(WHAT THE TASK ASKS) Find the word "sense" in the data. Return every line where it appears.

+-------+

PR #681, opened 2022-12-30
add FHIR-us-sirb.xml for sIRB IG jira spec file

GitHubUNCStudent:


lmckenzi:
Are all of the artifacts marked as deprecated really deprecated, or are some of them just renamed?  If renamed, don't deprecate, keep the key the same and revise the id and title

lmckenzi:
It looks like you're deprecating and adding when you should just be renaming.  If you've just changed the id and/or title of an artifact that is essentially the same, then keep the key and just change the title and/or id.  Don't deprecate and add.

GitHubUNCStudent:
I don't see an error log this time. Where is it?   

We want these to have different keys because they are different versions (one is before we added the expressions, the drop-downs to drive auto-population, the external data coming from the parent questionnaire while the other key is after all that was added).  None of the examples validate against the old questionnaires, because so much has changed.   Is that OK or is that making this fail?

lmckenzi:
There's no error in the log.  The issue is that the changes being made don't seem to be the right ones.  It appears that you've renamed some of your artifacts.  The tool that generates the "default" updated Jira spec file doesn't understand that, so it assumes you've deleted the old artifacts and added new ones.  If you've renamed, then you should instead keep the old keys and just update the titles and or ids for the artifacts.

PR #683, opened 2023-01-11
Military service history

IoanaSingureanu:


IoanaSingureanu:
The deprecated references were copied over by Sean from mCode. If we could get rid of them IT WOULD AWESOME!

IoanaSingureanu:
> This doesn't make sense:
> 
> * 
> 
> * 
> 
> All versions need to have a version-specific location. You can't just point to the 'base' specification.
> 
> Also, why are all of your artifacts deprecated.


We would like to remove all the deprecated entries and these bullets but I the deprecated entries were copied over form mCode and the bullets were auto generated during the IG publication.

lmckenzi:
Ok.  There's a plan to do that at some point in the future.  In the meantime, can you fix the URL for the 1.0.0 version?

PR #684, opened 2023-01-11
Military service history

IoanaSingureanu:
IG Publication without deprecated references


IoanaSingureanu:
The commit/build seems to fail/timeout. I included the jira spec file below:
[FHIR-us-military-service.zip](https://github.com/HL7/JIRA-Spec-Artifacts/files/11267852/FHIR-us-military-service.zip)

PR #320, opened 2022-04-19
re-mapping to BFO2020 due to feedback

nicholascar:
Due to BFO authors pointing to BFO 2020 as the best target


nicholascar:
image
image

situx (approved):
The mapping looks ok to me. However, it again somehow underlines to me that in GeoSPARQL 1.2, we should give some guidance as to how we expect people to deal with spatiotemporal data.

dr-shorthair:
Here's the BFO class hierarchy from ISO/IEC 21838-2:2021 for reference
image

dr-shorthair (approved):

nicholascar:
Yes, I think that GeoSPARQL's lack of temporal handing is really shown up here! We do need to write about it in 1.1 and then to take it very seriously for 1.2.

mperry455 (approved):

Issue #310, opened 2022-04-06
How to disclose the GeoSPARQL capabilities of SPARQL endpoints


FransKnibbe:
In an automated web of data, it would be good if consumers, especially machines, have a way of establishing if and how a SPARQL endpoint support GeoSPARQL, in the form of an exchange of data.

For instance, the GeoSPARQL specification could include guidance on how to use [SPARQL Service Description](https://www.w3.org/TR/sparql11-service-description/) to make the following known:

1. Whether the endpoint supports GeoSPARQL
2. Which version(s) of GeoSPARQL are supported
3. Which GeoSPARQL modules (conformance classes) are supported

situx:
That is a very good idea.
We should definitely follow up on this.
Currently, especially in my software implementations, I use a set of test queries to find out whether GeoSPARQL is supported and to which extent, but a service description would help a lot.

situx:
I had a look at the specification vocabulary today and I will break down my insights here:

Insight number 1:
You are able to specify a query language type, which would be easy for us to do and is just one triple.
sd:supportedLanguage sd:SPARQL11Query ; is an example for SPARQL 1.1.
We could simply define two URIs for GeoSPARQL1.0 and GeoSPARQL 1.1 query language, right?
However,  I believe we currently do not have either to identify the query language itself.
We have:
* <http://www.opengis.net/def/geosparql/1.1> to identify the standard as a whole
* <http://www.opengis.net/def/geosparql/funcsrules> to identify functions and rules
So I wonder if at least a SPARQL service description with a unique URL identifying the GeoSPARQL query language is feasible.
@nicholascar do we really not have a URI to identify the query language itself as of now?


Insight number 2:
The service description allows only the specification of extension functions, not modules.
To me, it seems extension functions are only defined if they are not included in the specified supported query languages.
However, we have URIs for every query function we define in GeoSPARQL in the requirements vocabulary, so it would be no stretch to add them to a service description.

Modules are not defined in the service description vocabulary, but we already have URIs defined for modules and could assign them to the sd:feature property, as is done for example to indicate the ability for federated querying.

To sum up, we would need:
* The definition of two URIs for the GeoSPARQL 1.0 and GeoSPARQL 1.1 query languages
* A decision on whether we recommend listing of all GeoSPARQL functions in a service description
* A decision on whether it makes sense to list GeoSPARQL modules as sd:feature

[...]

PR #328, opened 2022-04-29
Added service descriptions for discussion

situx:
This pull request includes three kinds of service descriptions derived from the discussion in #310 
We should discuss if we want to include them and in which way.
Also, two URIs for the GeoSPARQL 1.0 and GeoSPARQL 1.1 query languages should be defined.


nicholascar (changes requested):
I've made a few minor RDF syntax fixes.

However, I think the return formats need to be examined a bit more closely: we have functions that return boolean values and others that return RDF objects, both of which can be packaged in either SPARQL results (JSON, CSV etc) or RDF via CONSTRUCT statements.

Also, how will these descriptions be listed in GeoSPARQL? Another Annex?

If the answers to these questions aren't very simple, I suggest deferring this addition until 1.2.

situx:
@nicholascar I think the return formats are not an issue here. I do not see them defined anywhere in a SPARQL service description. 
My proposal on how to include it is another profile entry. Whether it is worth a whole Annex, I am not sure.
The minimum we could add is two URIs for the query languages GeoSPARQL 1.0 and GeoSPARQL 1.1 and describe shortly how to use those in a SPARQL service description.
But that is of course meant for discussion in the meeting today

nicholascar:
OK, if we just go with the minimal Profile resources, we will just have to think about how to communicate their existence to others. Perhaps this is just a note somewhere in the Spec - perhaps just the Profile parts section - and then we can directly inform implementers like Jena.

jabhay:
Where in the specification should we put this?
Options:
1. Where the profile parts are listed.
2. Introduction section.
3. Function listing sections (Annex A).
4. Conformance section (Section 2).
A sentence in each of the above sections will complete the specification change.

situx:
- Add sd:Feature specifications to the requirements vocabulary
- Add two collections of conformance classes for GeoSPARQL 1.0 and 1.1 to the requirements vocabulary
- Two examples with sd:Feature and one sd:Feature with extension functions defined

1.1/funcsrules.ttl
```diff
@@ -1256,7 +1257,7 @@ rules:sfCrosses a skos:Concept ;
     skos:definition "A query rewrite rule used to determine if two spatial objects cross based their associated primary geometry objects."@en ;
     skos:prefLabel "crosses"@en .
```
lvdbrink, line 1258: Shouldn't sfDisjoint and sfTouches also be declared sd:Function?

1.1/servicedescription/servicedescription_all_functions.ttl
```diff
@@ -0,0 +1,68 @@
...
+	sd:extensionFunction geof:sfEquals;
+	sd:extensionFunction geof:sfIntersects;
+	sd:extensionFunction geof:sfOverlaps;
+	sd:extensionFunction geof:sfTouches;
+	sd:extensionFunction geof:sfWithin;
+	sd:extensionFunction geof:symDifference;
+	sd:extensionFunction geof:union;
+    sd:resultFormat <http://www.w3.org/ns/formats/RDF_XML>, <http://www.w3.org/ns/formats/Turtle> ;
+    sd:defaultEntailmentRegime ent:RDFS
+.
```
lvdbrink, line 66: As far as I can tell not all functions are listed here: metricBuffer, coordinateDimension, metricDistance, geometryType, is3D, isMeasured, spatialDimension, lenght, projectTo, and the aggregate functions are missing.

Also, minX, maxX, etc should be with a capital last letter.

lvdbrink (commented):
I think the service description would be a useful addition!

1.1/funcsrules.ttl
situx: I think the functions are, but you pointed out the RIF rule definitions. 
As far as I know there is no equivalent to a RIF rule in the Service Description vocabulary

1.1/servicedescription/servicedescription_all_functions.ttl
situx: That is correct. Something I spotted in the other pull request which closes 9 issues.
Not sure I entered them all there, but at least some of them.
So it would be better to merge that one in first

situx:
I have made the changes that were discussed in the meeting and created SPARQL 1.1 service descriptions for GeoSPARQL 1.1 and 1.0.
One question remains for me:
* May we add single conformance classes as extensions to SPARQL 1.1 service descriptions or only the modules? If we can add single conformance classes, then I would add another example file

jabhay:
Outcome from discussion in meeting: Yes, we should include the conformance classes.

1.1/servicedescription/servicedescription_all_functions.ttl
situx: projectTo was removed from the specification recently. I will add the others now

situx: Should be changed now. Thanks for checking

nicholascar (approved):
Looks good @situx

PR #326, opened 2022-04-21
Fixes and corrections collection

situx:
I will collect smaller fixes and changes that I correct in this pull request. I will link issues that will be closed by this pull request down below.
Changes:
* Added property mapping sdo:geoMidpoint owl:equivalentProperty geo:hasCentroid
* Fixed typos and minor other corrections
* Closes #322 by adding a comment on GeometryCollections to geometryN
* Closes #312  by adding a comment on the LinkedGeoData ontology
* Closes #311 by changing the function signature of geometryType to xsd:anyURI and adjusting the description
* Closes #294 by adding @en labels to ontology files
* Closes #327 by adding @en labels to SF vocabulary and by changing rdfs:comment and rdfs:label to skos:definition and skos:prefLabel
* Closes #298 by adding a note about spatiotemporal support in the introduction
* Closes #260 by removing aggConcatLines. I believe the functionality is already covered by geof:aggUnion called with only LineStrings (to be discussed)
* Closes #246 by adding the GML vocabulary to the 1.0 and 1.1 profile.ttl
* Closes #261 by adding definitions for geof:concaveHull and geof:boundingCircle

PR #329, opened 2022-05-04
move rdfs: props to skos: in SF vocab

### LINKED ISSUE #327: rdfs:comment in Simple Features vocabulary
The Simple Features vocabulary still uses rdf:comment instead of skos:definition.
Should we change that for the GeoSPARQL 1.1 release?

nicholascar:
Closes #327


nicholascar:
Duplicates part of PR #326

PR #334, opened 2022-05-18
Changed wrong GML namespace in GML example

### LINKED ISSUE #330: Correct XMLns for gml?
The GeoSPARQL standard references [OGC07-036](https://portal.ogc.org/files/?artifact_id=20509) here: https://github.com/opengeospatial/ogc-geosparql/blob/master/1.1/spec/11-Part-08.adoc#geography-markup-language-serializationgml

which defines `http://www.opengis.net/gml/3.2` as the XML namespace of GML in section 5.1

This example file from the repo:
https://github.com/opengeospatial/ogc-geosparql/blob/7ac42091a9fdf90cefe5f051f5c616fb5a1af21e/1.1/moreton-island.gml#L41-L42
(currently removed)

likewise uses this namespace.

In the sole example on
https://github.com/opengeospatial/ogc-geosparql/blob/dc9cb57d6c8bf90a116c993c0f06f3d4b99b57cb/1.1/spec/11-Part-08.adoc?plain=1#L442-L447
however, a different namespace (the RDF Ontology namespace `http://www.opengis.net/ont/gml`) is used.

This creates interoperability problems when consuming a GML file from WFS and trying to load it into a gmlLiteral, as the XML tags do not match any more. Is this a bug/bad example in the standard? Or are we supposed to massage GML with `sed` to alter the XML namespaces?

Currently, Apache Jena hardcodes the NS from the example:
https://github.com/apache/jena/blob/231624d00188f58da6c15fcf5f940f0448111d02/jena-geosparql/src/main/java/org/apache/jena/geosparql/implementation/parsers/gml/GMLReader.java#L67

and is thus unable to correctly parse a GML geometry from a regular GML document

This also touches upon #144

situx:
Changes a wrong namespace in the GML example as discovered by #330 

Closes #330

### DIFF
--- a/1.1/spec/11-Part-08.adoc
+++ b/1.1/spec/11-Part-08.adoc
@@ -441,7 +441,7 @@ The example <<RDFS Datatype: geo:gmlLiteral, GML Literal>> below encodes a point
 """
 <gml:Point 
         srsName=\"http://www.opengis.net/def/crs/OGC/1.3/CRS84\" 
-        xmlns:gml=\"http://www.opengis.net/ont/gml\">
+        xmlns:gml=\"http://www.opengis.net/gml/3.2\">
     <gml:pos>-83.38 33.95</gml:pos>
 </gml:Point>
 """^^<http://www.opengis.net/ont/geosparql#gmlLiteral>


mperry455 (approved):
Looks good. Thanks Timo.

nicholascar (approved):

+-------+

(WORKED SOLUTION)
> This doesn't make sense:
* A decision on whether it makes sense to list GeoSPARQL modules as sd:feature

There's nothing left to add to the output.